>>>

PR #4851, opened 2022-05-08
feat: `create-svelte` support for scoped packages

### LINKED ISSUE #4754: `create-svelte`'s `to_valid_package_name` modifies valid package names
### Describe the bug

According to [NPM's docs for `package.json`](https://docs.npmjs.com/creating-a-package-json-file);

> The "name" field contains your package's name, and must be lowercase and one word, and may contain hyphens and underscores.

Which if taken in a vacuum, the `to_valid_package_name` function correctly enforces.
What it doesn't correctly enforce is the use of scopes, eg `@sveltejs/kit`. Instead, it replaces the `@` and `/` with hyphens.

### Reproduction

The easiest method is to locally install `create-svelte` and pass the following when creating the package;

```js
import { create } from "create-svelte";

create("./emptyDir", { name: "@scope/package",
 /* these two don't matter, so long as they're valid */ template: "skeleton", types: "typescript" });
```

Observe the `package.json` `"name"` field doesn't read `"@scope/package"`, bet instead reads `"-scope-package"`

I traced where that `name` field goes, and the only place it's modified is [this line](https://github.com/sveltejs/kit/blob/master/packages/create-svelte/index.js#L139)

[Repo with minimum reproduction](https://github.com/willster277/sveltejs-kit-issue-4754)

### Logs

```shell
N/A
```

### System Info

```shell
System:
    OS: Linux 5.16 Pop!_OS 21.10
    CPU: (8) x64 Intel(R) Core(TM) i5-10210U CPU @ 1.60GHz
    Memory: 9.84 GB / 15.36 GB
    Container: Yes
    Shell: 5.1.8 - /bin/bash
  Binaries:
    Node: 17.6.0 - ~/.nvm/versions/node/v17.6.0/bin/node
    npm: 8.5.1 - ~/.nvm/versions/node/v17.6.0/bin/npm
  Browsers:
    Chrome: 100.0.4896.127
    Chromium: 100.0.4896.127
    Firefox: 99.0
```

### Severity

annoyance

### Additional Information

This is working for me, though it's possible these simple lookbehinds miss a rare use case;
```diff
/** @param {string} name */
function to_valid_package_name(name) {
  return name
    .trim()
    .toLowerCase()
    .replace(/\s+/g, '-')
    .replace(/^[._]/, '')
-    .replace(/[^a-z0-9~.-]+/g, '-');
+    .replace( /[^a-z0-9~.-@\/]+/g, '-' )
+    .replace( /^(?<=.)@/g, '-' )
+    .replace( /^(?<!@.+)\//g, '-' );
}
```

tcc-sejohnson:
Fixes #4754.

Currently `create-svelte` does not support creating projects with scoped names, i.e. `@my-fancy-scope/my-fancy-package`. This is a crack at fixing that in a way that's as un-frustrating to developers as possible.

The current approach is to try to turn the base path of the provided project location into a package name. This has some weird edge cases, and is especially gross with `@scope/package` semantics, as that's obviously two folders (or a folder and a file with no extension) from a filesystem perspective.

For ease of understanding, here's the current behavior vs. the new behavior:

- Current
    - Accept the project path as the first positional argument
    - If that's not provided, ask for a path to put the project in
    - Do our best to yoink the package name from the provided path (eg. `./@myscope/mypackage` becomes `mypackage`, and `./.my folder name with spaces` becomes `my-folder-name-with-spaces`).
- New
    - Continue to accept the project path as the first positional argument
    - Prompt user for package name. Use a validator to make sure the provided name is valid (accepts both scoped and normal package names).
        - This does NOT kick the user out of the interface for providing a bad package name -- it just provides a descriptive error message and prevents them from continuing until they provide a valid one.
    - If the user provided the CLI folder path, continue as normal using that folder.
    - If not:
        - Prompt the user `Where should we create your project? (leave blank to use default: ${provided_package_name})`
        - If blank, use the provided package name as the folder. Else, use the provided folder.Examples:
            - `@my-scope/my-package => ./@my-scope/my-package`
            - `my-package => my-package`
            - All package characters are allowed filesystem characters, so there shouldn't be any problems with this approach.

All in all, this adds one prompt and makes the project naming much more user-controllable. At worst, it requires typing out one more answer than current -- at best, it's still the same number of inputs.

One other fringe benefit of this is that the `to_valid_package_name` (and the scoped package edge-cases that come with it) function is no longer needed at all -- since the package name is validated at the CLI, we know it's a valid package name already.

### Tests

### Changesets

### DIFF
--- a/packages/create-svelte/bin.js
+++ b/packages/create-svelte/bin.js
@@ -21,16 +21,41 @@ async function main() {
 	console.log(gray(`\ncreate-svelte version ${version}`));
 	console.log(disclaimer);
 
-	let cwd = process.argv[2] || '.';
-
-	if (cwd === '.') {
-		const opts = await prompts([
+	const package_name = await prompts(
+		[
 			{
 				type: 'text',
-				name: 'dir',
-				message: 'Where should we create your project?\n  (leave blank to use current directory)'
+				name: 'packagename',
+				message: 'What would you like to name your project?',
+				validate: (value) => {
+					const regex = new RegExp(/^(@[a-z0-9-~][a-z0-9-._~]*\/)?[a-z0-9-~][a-z0-9-._~]*$/);
+					const match = regex.test(value);
+					return !match
+						? 'Value is not a valid NPM package name. Package names must be lowercase and one word, and may contain hyphens and underscores, or be scoped and of the form @scope/package.'
+						: true;
+				}
 			}
-		]);
+		],
+		{
+			onCancel: () => process.exit(1)
+		}
+	);
+
+	let cwd = process.argv[2] || `./${package_name.packagename}`;
+
+	if (cwd !== process.argv[2]) {
+		const opts = await prompts(
+			[
+				{
+					type: 'text',
+					name: 'dir',
+					message: `Where should we create your project?\n  (leave blank to use default: ${cwd})`
+				}
+			],
+			{
+				onCancel: () => process.exit(1)
+			}
+		);
 
 		if (opts.dir) {
 			cwd = opts.dir;
@@ -113,7 +138,7 @@ async function main() {
 		)
 	);
 
-	options.name = path.basename(path.resolve(cwd));
+	options.name = package_name.packagename;
 
 	await create(cwd, options);
 
--- a/packages/create-svelte/index.js
+++ b/packages/create-svelte/index.js
@@ -72,7 +72,7 @@ function write_common_files(cwd, options, name) {
 
 	pkg.dependencies = sort_keys(pkg.dependencies);
 	pkg.devDependencies = sort_keys(pkg.devDependencies);
-	pkg.name = to_valid_package_name(name);
+	pkg.name = name;
 
 	fs.writeFileSync(pkg_file, JSON.stringify(pkg, null, '  '));
 }
@@ -133,14 +133,4 @@ function sort_keys(obj) {
 		});
 
 	return sorted;
-}
-
-/** @param {string} name */
-function to_valid_package_name(name) {
-	return name
-		.trim()
-		.toLowerCase()
-		.replace(/\s+/g, '-')
-		.replace(/^[._]/, '')
-		.replace(/[^a-z0-9~.-]+/g, '-');
 }
--- a/.changeset/cuddly-stingrays-boil.md
+++ b/.changeset/cuddly-stingrays-boil.md
@@ -1,0 +1,5 @@
+---
+'create-svelte': patch
+---
+
+Now asks for project name instead of inferring it from filepath


packages/create-svelte/bin.js
```diff
@@ -21,16 +21,41 @@ async function main() {
...
 				type: 'text',
-				name: 'dir',
-				message: 'Where should we create your project?\n  (leave blank to use current directory)'
+				name: 'packagename',
+				message: 'What would you like to name your project?',
+				validate: (value) => {
+					const regex = new RegExp(/^(@[a-z0-9-~][a-z0-9-._~]*\/)?[a-z0-9-~][a-z0-9-._~]*$/);
+					const match = regex.test(value);
+					return !match
+						? 'Value is not a valid NPM package name. Package names must be lowercase and one word, and may contain hyphens and underscores, or be scoped and of the form @scope/package.'
```
Mlocik97, line 34: isn't `match` already boolean value? Also I don't know if You want to put error message here. (When you are not throwing it there)...

`return match ?? 'Value is not...'`

packages/create-svelte/index.js
```diff
@@ -72,7 +72,7 @@ function write_common_files(cwd, options, name) {
 
 	pkg.dependencies = sort_keys(pkg.dependencies);
 	pkg.devDependencies = sort_keys(pkg.devDependencies);
-	pkg.name = to_valid_package_name(name);
+	pkg.name = name;
```
Mlocik97, line 75: I think the way you implemented this is worse than actual implementation...

now, if you initialize project in existing folder like `some@folder#`, it will throw error instead converting it to correct package name `some-folder`

dominikg:
Some thoughts:

If you use create-svelte to initialize an application, asking for a package name isn't really relevant and could be confusing. In fact if the user doesn't want to publish a package, it would be best if `"private": true` was set to prevent mishaps

If you use it to initialize a library, esp. within an org, it is very likely that the org directory already exists on disk and you run `pnpm create svelte` inside that, so creating a deep path might backfire (or users prefer it without the @ prefix).

If we end up asking for a package name and validating it, this one is the official utility to do so: https://github.com/npm/validate-npm-package-name

packages/create-svelte/bin.js
```diff
@@ -21,16 +21,41 @@ async function main() {
...
+	const package_name = await prompts(
+		[
 			{
 				type: 'text',
-				name: 'dir',
-				message: 'Where should we create your project?\n  (leave blank to use current directory)'
+				name: 'packagename',
+				message: 'What would you like to name your project?',
+				validate: (value) => {
+					const regex = new RegExp(/^(@[a-z0-9-~][a-z0-9-._~]*\/)?[a-z0-9-~][a-z0-9-._~]*$/);
```
dominikg, line 31: ~  is no longer allowed for new packages, see https://github.com/npm/validate-npm-package-name

packages/create-svelte/bin.js
tcc-sejohnson: Ah, you're sort of right. The error message would never be returned with `??` (nullish coalescing) -- but I should be using `matched || "Blah blah blah"`. I'll fix it later.

packages/create-svelte/index.js
tcc-sejohnson: Incorrect, it is impossible to provide an invalid package name as currently implemented -- the folder name is no longer used as the package name; the package name (which is supplied by the user and validated before acceptance) is used as the default folder name. Instead of _converting_ the folder name to a valid (and sometimes really weird) package name, we're now just starting with a guaranteed-to-be-valid package name.

Mlocik97: you actually just repeated my words about how it's from another input... I just say this is not really good solution and it should be derived from folder name. That's how `npm init -y` behave itself.

tcc-sejohnson: > now, if you initialize project in existing folder like some@folder#, it will throw error instead converting it to correct package name some-folder even when name of folder is valid.

I was responding to this, which is just plain incorrect. 

As for the rest of your comment, not wanting to add another input is a perfectly valid concern, but not one best discussed here, on a hidden comment, on an unrelated line of code. I'm going to resolve this thread, as that same concern is going to come up in my top-level reply to the last comment on this PR -- feel free to provide your feedback there after I've made it. If you have a better idea on how to support scoped package names (which can't really be derived from a provided path without some _very_ surprising edge cases), I would love to hear them!

packages/create-svelte/bin.js
tcc-sejohnson: Interesting! That's probably a second bug fix for us -- the current function we're using to convert folder names to package names is still allowing them. I'll likely change this implementation to use the library you linked in your top level comment anyway -- I didn't realize that was an official NPM library when I saw it!

tcc-sejohnson:
> If you use create-svelte to initialize an application, asking for a package name isn't really relevant and could be confusing. 

I'd agree... to an extent?

IMO, if you're creating a Node application, the package name is _always_ relevant, but others may disagree. (More below.)

> In fact if the user doesn't want to publish a package, it would be best if "private": true was set to prevent mishaps

I'm not really sure what mishaps we'd be preventing (oops, I accidentally went all the way through the multistep process of releasing a package when it was supposed to be private? 😂). Maybe I'm just not thinking of something obvious. 

> If you use it to initialize a library, esp. within an org, it is very likely that the org directory already exists on disk and you run pnpm create svelte inside that, so creating a deep path might backfire (or users prefer it without the @ prefix).

Yeah, I supposed what the default is depends on what people are normally doing. I normally run `npm create svelte` from my `repos` directory and then provide my package name as the response to "where should we create it" -- which doesn't work for scoped packages. Even so, `npm init svelte .` is two characters longer and will initialize the project in the current directory without prompting for a location. 🙂

> If we end up asking for a package name and validating it, this one is the official utility to do so: https://github.com/npm/validate-npm-package-name

Thank you! I'm going to incorporate this into this PR.

Just to add to the discussion and source your feedback (and @Mlocik97's as he seems pretty invested in this one):

I cannot think of a better way to support scoped packages. No matter what, it seems like there's no way to get around asking for a package name. Deriving a scoped package from the file system seems error-prone and confusing. You could add a second prompt after asking for the location ("Would you like the current package name?: ${package_name_derived_from_folder}"), but that still involves a second prompt that, unlike the current implementation, can't be skipped by providing an argument to the CLI.

The only other palatable option I could think of is providing an override package name to the CLI as the second positional argument (`npm init svelte . @my-scope/my-package`), but that seems... hidden. 

If we don't want to support scoped package names at all, we can just close this PR and the associated issue. 🙂

packages/create-svelte/index.js
Mlocik97: I look on your code, and I don't see how it could derive package name, because I don't see any derivation logic as is used now.

Mlocik97:
> Yeah, I supposed what the default is depends on what people are normally doing. I normally run npm create svelte from my repos directory and then provide my package name as the response to "where should we create it" -- which doesn't work for scoped packages. Even so, npm init svelte . is two characters longer and will initialize the project in the current directory without prompting for a location. :slightly_smiling_face:

I really don't know what is bad about this... how `npm init svelte` vs `npm init svelte .` works is actually correct for me... I wouldn't change this.

> I cannot think of a better way to support scoped packages. No matter what, it seems like there's no way to get around asking for a package name. Deriving a scoped package from the file system seems error-prone and confusing.

How, `npm init -y` does it. Yeah they don't validate it, but they still derive it. I expect same for every `npm init <something>`. It definitelly should be derived and user shouldn't be asked for package name, as dominikg already said. It could be even more confusing behavior. Let make behavior as close to `npm init -y` as possible. Consistency is important...

I already wrote how it should work (in original issue), and I don't think it's bug-prone or confusing, actually opposit.

Mlocik97:
What behavior I expect is:

1 `npm init svelte` inside `my-app` folder.

will generate app inside that folder and set pkg.name to `my-app`.

2. `npm init svelte` inside `som@eap#` folder

will generate app inside that folder and set pkg.name to `som-eap`

3. `npm init svelte @comp/someapp`

will generate app inside `someapp` folder and set pkg.name to `@comp/someapp`

4. `npm init svelte @com#s/s@app/thing`

will generate app inside `s@app/thing` folder and set pkg.name to `@com-s/s-app-thing`

5. `npm init svelte some/app`

will generate app inside `some/app` and set pkg.name to `app`

Mlocik97:
actually I got another idea.

What about having it all as it is now... aka exactly how `to_valid_package_name()` works, but do something like:

```js
const scope = process.argv[3];

pkg.name = scope ? `@${to_valid_package_name(scope)/to_valid_package_name(name);}` : to_valid_package_name(name);
```

tcc-sejohnson:
@Mlocik97

I had a similar idea that I like _slightly_ better.

Right now, the CLI looks like:

```bash
npm init svelte {path}
```

We just update it to look like (similar but not identical to your suggestion):

```bash
npm init svelte {path} {packageNameOverride}
```

For calls that specify path but not a package name override, we'll parse the package name from the path as we currently do (with an update that checks to see if the second folder from the leaf starts with an @ - if it does, it'll parse it as a scoped package).

For calls that specify a path _and_ a package name, it'll use both verbatim (obviously validating the package name argument).

Give me some time today to implement. I think it's the cleanest solution -- the CLI will still work _exactly_ as it currently does, but with the option to specify the package name separate from the path on the CLI.

dominikg:
Please do not put work into this before it was discussed and decided **if** `create-svelte` should support it and how exactly.

more alternatives
1) just leave it as is and you'll just update package.json manually after create-svelte is done. It's  a one-time one-line edit for you keeps create-svelte small and doesn't ask unrelated questions to new users who might not even know about npm package scopes
2) create a custom starter template for your scope and clone that instead of using create-svelte
3) build a different cli that asks advanced questions

Mlocik97:
dominkg

if it would be introducing another param, I don't think it's problem. without that param whole create-svelte would works exactly as it does now. So I don't see any breaking change or confusion... we just introduce another param for scope or pkg.name overwrite. I don't see how this would be problematic.

tcc-sejohnson

I don't think dominikg said this PR is wrong, more than he said they need time to discuss it with team to decide how it will work.

tcc-sejohnson:
@Mlocik97

I understand! I still have the work saved. I would rather not clog up the PR list (it's already pretty long). Whenever the maintainers join the discussion on the linked issue, if they decide to support a change, I'll open a new PR. They seem pretty overwhelmed (not in a bad way!) with the number of issues/PRs open in the 1.0 milestone right now, so I didn't want to have something requiring additional discussion open. If/when they tag more "help wanted" issues (or when I find a way to get in on conversations involving non-help-wanted issues), I'll jump on them.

<<<

ABOUT THIS EXERCISE
Return, from the data, each line that has the word "could" in it.

OUTPUT OF THE TASK
If you use create-svelte to initialize an application, asking for a package name isn't really relevant and could be confusing. In fact if the user doesn't want to publish a package, it would be best if `"private": true` was set to prevent mishaps
> If you use create-svelte to initialize an application, asking for a package name isn't really relevant and could be confusing. 
I cannot think of a better way to support scoped packages. No matter what, it seems like there's no way to get around asking for a package name. Deriving a scoped package from the file system seems error-prone and confusing. You could add a second prompt after asking for the location ("Would you like the current package name?: ${package_name_derived_from_folder}"), but that still involves a second prompt that, unlike the current implementation, can't be skipped by providing an argument to the CLI.
The only other palatable option I could think of is providing an override package name to the CLI as the second positional argument (`npm init svelte . @my-scope/my-package`), but that seems... hidden. 
Mlocik97: I look on your code, and I don't see how it could derive package name, because I don't see any derivation logic as is used now.
How, `npm init -y` does it. Yeah they don't validate it, but they still derive it. I expect same for every `npm init <something>`. It definitelly should be derived and user shouldn't be asked for package name, as dominikg already said. It could be even more confusing behavior. Let make behavior as close to `npm init -y` as possible. Consistency is important...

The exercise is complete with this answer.